→ Instructions for the task
Please transcribe the data that follows exactly, from its first line through the line that contains "HTML or Markdown".
Given records START
PR #645, opened 2023-03-31
Use attributes - contenteditable from client

alunturner:
This PR:

- allows us to pass in attributes that get applied to the mentions
- relies on the client passing in `contenteditable=false` 
- changes the web and mobile bindings
- updates the iOS and web code to accommodate the binding changes (Android is not currently using this functionality so does not require change)

### DIFF
--- a/bindings/wysiwyg-ffi/src/ffi_composer_model.rs
+++ b/bindings/wysiwyg-ffi/src/ffi_composer_model.rs
@@ -227,6 +227,9 @@ impl ComposerModel {
         ))
     }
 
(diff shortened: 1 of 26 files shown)


jonnyandrew (approved):
Looks good to me!

I have one small suggestion which is to add some docs to the public functions as it might not be so obvious how `attributes` should be used.

Also, IIRC, adding the attributes `contenteditable` and `data-mention-type` is a temporary workaround because we shouldn't really need to pollute the message content with this. So I'd say worth adding a TODO note explaining how we'd fix it

jonnyandrew (approved):

PR #651, opened 2023-04-24
Expose markdown content setter

aringenbach:
* Expose markdown setter
* Add tests for matching content with setting HTML or Markdown
* Add tests for `attributedContent` publisher


langleyd (approved):
Looks great

PR #652, opened 2023-04-26
Disable autocorrection if input is a command

aringenbach:
* Disable autocorrection when message starts with one slash
* Add unit tests
* Add UI tests for potential cases not covered by unit tests


langleyd (approved):
Looks great

PR #653, opened 2023-04-26
Move translating mention type to attributes from wrapper to view model

aringenbach:
Minor code move as `ComposerModelWrapper` shouldn't host any logic other than the panic recovery mechanism (plan is to be able to remove it if possible, and just use the bindings-built `ComposerModel` - e.g. if Rust code manages to be 100% reliable).


platforms/ios/lib/WysiwygComposer/Sources/WysiwygComposer/Components/WysiwygMentionType.swift
```diff
@@ -32,15 +36,14 @@ public extension WysiwygMentionType {
...
-public extension PatternKey {
-    var mentionType: WysiwygMentionType? {
-        switch self {
-        case .at:
-            return .user
-        case .hash:
-            return .room
-        case .slash:
-            return nil
-        }
```
alunturner, line 44: There's a bunch of similar code in web too. I wonder if there would be value in us storing the actual character in the

alunturner (approved):

PR #654, opened 2023-04-27
Fix NBSP not being replaced properly inside code blocks

aringenbach:
* Fixed an issue with NBSP replacement by ZWSP in code blocks
* Reworked post DTCoreText cleanup to be more efficient (browse the AST once instead of twice)
* Add unit tests covering previously failing cases


platforms/ios/lib/WysiwygComposer/Tests/HTMLParserTests/HTMLParserTests.swift
```diff
@@ -67,4 +67,28 @@ final class HTMLParserTests: XCTestCase {
...
+    }
+
+    func testSingleNbspInCodeBlockIsReplacedByZwsp() throws {
+        let html = "<pre><code>\(String.nbsp)</code></pre>"
+        let attributed = try HTMLParser.parse(html: html)
+        XCTAssertEqual(attributed.string, "\(String.zwsp)")
+    }
+
+    func testTrailingCodeBlockNbspIsReplacedByZwsp() throws {
+        let html = "<pre><code>Test\n\(String.nbsp)</code></pre>"
```
alunturner, line 84: Are the cases where we have `\n\nbsp` different to where we have something like `text\nbsp`?

It may not be worth testing, however. Asking just in case it is.

alunturner (approved):
It looks good to me - one q that is non-blocking

platforms/ios/lib/WysiwygComposer/Tests/HTMLParserTests/HTMLParserTests.swift
aringenbach: Technically if my code block is something like `<pre><code>Test </code></pre>`, that space after `Test` is actually a standard space and not an `nbsp` in our current implementation. It does seem fair to create a test for it just in case. Also it made me realise we should only add our line break element if we find `\n`

PR #655, opened 2023-04-27
Add attributes to all link APIs

aringenbach:
* Adds attributes to all link APIs
* Also rename `link` parameter to `url` where it is relevant

Note: API breaking change that will require slight updates on hosting applications code.


alunturner (approved):
This looks good to me

PR #657, opened 2023-04-28
Fix failure on autocorrection tests if the keyboard is hidden on the simulator

aringenbach:
Autocorrection tests that use the delete key can sometimes fail if the simulator is not showing the keyboard. 
This fixes it by using the rawValue instead of looking for the keyboard button.


langleyd (approved):
LGTM

PR #267, opened 2015-02-17
WinForms: Makes ListBox support TextBinding and ImageBinding

bchavez:
Compiles and visually tested with `Eto.Test.WinForms.exe`


cwensley:
Awesome, very nicely done!!

One small thing - could you make it check that the bindings are not null before using them?  Other platforms just check for the ImageBinding being null, but they really should be checking both.

cwensley:
Beautiful!  Thanks for the fix!

PR #269, opened 2015-02-17
API rename prefixes "Item" for TextBinding / KeyBinding / ImageBinding

bchavez:
API rename prefixes "Item" for TextBinding / KeyBinding / ImageBinding on list-able controls


cwensley:
Work of wonder!  Thanks again!

Issue #271, opened 2015-02-18
Move GridView.CellClick/CellDoubleClick to Grid


cwensley:
These events are also needed for the TreeGridView.  It also looks like these are also only implemented in the WinForms platform.

PR #275, opened 2015-02-24
Implemented CellClick on Wpf ,Gtk and Mac.

BaseCrosser:
Implemented CellClick on Wpf and Gtk.

This implements the missing events that are mentioned #271.

### DIFF
--- a/Source/Eto.Gtk/Forms/Controls/GridHandler.cs
+++ b/Source/Eto.Gtk/Forms/Controls/GridHandler.cs
@@ -125,10 +125,13 @@ namespace Eto.GtkSharp.Forms.Controls
 				case Grid.CellFormattingEvent:
 					SetupColumnEvents();
 					break;
+				case Grid.CellClickEvent:
+					Tree.ButtonPressEvent += OnTreeButtonPress;
+					break;
 				case Grid.CellDoubleClickEvent:
 					Tree.RowActivated += (sender, e) =>
 					{
-						var rowIndex = e.Path.Indices.Length > 0 ? e.Path.Indices[0] : -1;
+						var rowIndex = GetRowIndexOfPath(e.Path);
 						var columnIndex = GetColumnOfItem(e.Column);
 						var item = GetItem(e.Path);
 						var column = columnIndex == -1 ? null : Widget.Columns[columnIndex];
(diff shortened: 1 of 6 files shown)


BaseCrosser:
@cwensley I am looking at Mac now but I have never used MonoMac in the past.
I'll let you know in a couple of hours that I'll implement it on this PR or that I will create a new one for it if I figure it out eventually.

BaseCrosser:
@cwensley I have added CellClick in Mac. Could you check if I have done it right.
It works in the test application but I can't test Mac 64 bit version.

cwensley:
Hi looks really great!  Question - does Gtk and Wpf fire the event only when the mouse is clicked, or when the selection is changed also?  I haven't tested it, but it appears they might fire events incorrectly in that case.

BaseCrosser:
I'll investigate it tomorrow and see if I can change it if needed.

BaseCrosser:
@cwensley I fixed it. I think this is good now.

Source/Eto.Gtk/Forms/Controls/TreeGridViewHandler.cs
```diff
@@ -166,6 +166,44 @@ public override void AttachEvent(string id)
...
+				return;
+
+			int rowIndex = 0;
+			if (path.Indices.Length > 0)
+			{
+				for (int i = 0; i < path.Depth; i++)
+					rowIndex += path.Indices[i] + 1;
+
+				rowIndex--;
+			}
```
BaseCrosser: This part makes sure that the rowIndex is the right value.
I tested it in the test application and the row index is the same as the row index from the SelectionChanged event.

BaseCrosser:
Ok I'll change that. It happens always but I can change it in the original code actually.

BaseCrosser:
A nested tree shows its path like this 0:1:5 . If i take the first one (eg.Path.Indices[0]) it only returns the parent row. Now it returns the right row.

BaseCrosser:
I'm working on it. Don't have time right now. I'll check back in later.

Source/Eto.Gtk/Forms/Controls/GridHandler.cs
```diff
@@ -238,7 +268,27 @@ public int NumberOfColumns
...
 		public int GetColumnOfItem(Gtk.TreeViewColumn item)
 		{
-			return Widget.Columns.Select(r => r.Handler as GridColumnHandler).Select(r => r.Control).ToList().IndexOf(item);
+			for (int i = 0; i < Tree.Columns.Length; i++)
+				if (Tree.GetColumn(i) == item && i < Widget.Columns.Count)
+					return i;
+
+			return -1;
+		}
+
```
BaseCrosser: The original code did not work 100%.
It sometimes happened that the cast was unsuccesfull.
It was very irregular. Sometimes it worked, sometimes not.

I also tested the code below but it didn't work.
It seems that when casting `Widget.Columns[someColum,].Handler` to `GridColumnHandler` that sometimes (not every time) some data gets lost. One of the things that can get lost is the column title (it changes to `null`).
```C#
for (int i = 0; i < Widget.Columns.Count; i++)
{
    if ((Widget.Columns[i].Handler as GridColumnHandler).Control == item)
        return i;
}
return -1;
```
I tried to explain it the best I could but English is not my native language.

BaseCrosser:
I fixed it. The problem with GetColumnOfItem was my fault.
In my code i disposed the path and column and that was giving the trouble.
This is good to go now I think.

BaseCrosser:
@cwensley Is this good now?

Source/Eto.WinForms/Forms/Controls/GridHandler.cs
```diff
@@ -218,6 +218,12 @@ public override void AttachEvent(string id)
 				case Grid.CellClickEvent:
 					Control.CellClick += (sender, e) =>
 					{
+						if (e.RowIndex > -1)
```
cwensley: Will this will make the grid behave differently when the CellClick event is handled vs. not?

cwensley:
Hi, sorry it's taking a while for me to review - I've had a bunch of other things on my plate.  It is looking just about done!  Only that one last question about WinForms.

BaseCrosser:
No problem. About Winforms.. I didn't even think about that. No it doesn't. Do you want to keep that change? If so, I can move it so that it works without having cell click handled. If not, I can just remove it. It's up to you. Let me know and I'll change it.

cwensley:
Hm, I think removing it might be best, unless there's a specific reason for it to be there?

BaseCrosser:
Not really, I'll remove it.

BaseCrosser:
@cwensley Rebuild?

cwensley:
This looks awesome!  Thanks so much for your hard work.  I didn't realize that winforms did that with the GridView, though it doesn't seem to have the same issue with the TreeGridView.  There's probably something else going on there.

BaseCrosser:
I'm glad that I could help!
Given records END
→ Answer box
PR #645, opened 2023-03-31
Use attributes - contenteditable from client

alunturner:
This PR:

- allows us to pass in attributes that get applied to the mentions
- relies on the client passing in `contenteditable=false` 
- changes the web and mobile bindings
- updates the iOS and web code to accommodate the binding changes (Android is not currently using this functionality so does not require change)

### DIFF
--- a/bindings/wysiwyg-ffi/src/ffi_composer_model.rs
+++ b/bindings/wysiwyg-ffi/src/ffi_composer_model.rs
@@ -227,6 +227,9 @@ impl ComposerModel {
         ))
     }
 
(diff shortened: 1 of 26 files shown)


jonnyandrew (approved):
Looks good to me!

I have one small suggestion which is to add some docs to the public functions as it might not be so obvious how `attributes` should be used.

Also, IIRC, adding the attributes `contenteditable` and `data-mention-type` is a temporary workaround because we shouldn't really need to pollute the message content with this. So I'd say worth adding a TODO note explaining how we'd fix it

jonnyandrew (approved):

PR #651, opened 2023-04-24
Expose markdown content setter

aringenbach:
* Expose markdown setter
* Add tests for matching content with setting HTML or Markdown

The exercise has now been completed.